BEGIN Dataset entries

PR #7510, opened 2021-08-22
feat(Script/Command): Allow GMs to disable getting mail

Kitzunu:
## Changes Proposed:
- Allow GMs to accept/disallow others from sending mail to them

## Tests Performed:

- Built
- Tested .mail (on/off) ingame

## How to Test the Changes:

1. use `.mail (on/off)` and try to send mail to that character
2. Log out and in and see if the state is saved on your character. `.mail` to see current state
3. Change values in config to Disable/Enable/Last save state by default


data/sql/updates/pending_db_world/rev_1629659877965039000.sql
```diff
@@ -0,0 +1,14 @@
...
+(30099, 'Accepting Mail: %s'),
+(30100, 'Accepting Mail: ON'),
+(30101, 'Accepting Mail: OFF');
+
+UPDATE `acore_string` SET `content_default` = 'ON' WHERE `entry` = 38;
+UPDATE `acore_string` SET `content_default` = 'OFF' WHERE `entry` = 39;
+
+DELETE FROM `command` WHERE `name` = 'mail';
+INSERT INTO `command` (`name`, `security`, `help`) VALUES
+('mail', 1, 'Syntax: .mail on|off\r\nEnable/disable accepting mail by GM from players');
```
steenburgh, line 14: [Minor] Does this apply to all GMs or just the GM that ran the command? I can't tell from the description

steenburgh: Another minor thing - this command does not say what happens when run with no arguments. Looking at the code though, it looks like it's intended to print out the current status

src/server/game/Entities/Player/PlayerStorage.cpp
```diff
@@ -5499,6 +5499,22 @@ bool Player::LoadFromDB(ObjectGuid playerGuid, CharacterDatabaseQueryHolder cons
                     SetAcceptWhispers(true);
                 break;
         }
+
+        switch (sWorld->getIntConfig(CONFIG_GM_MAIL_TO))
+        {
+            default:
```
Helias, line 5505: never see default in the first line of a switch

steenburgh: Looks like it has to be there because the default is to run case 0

END Dataset entries

(Assignment): Copy each line of the listing above that contains the word "like".

(Answer area):
steenburgh: Another minor thing - this command does not say what happens when run with no arguments. Looking at the code though, it looks like it's intended to print out the current status
steenburgh: Looks like it has to be there because the default is to run case 0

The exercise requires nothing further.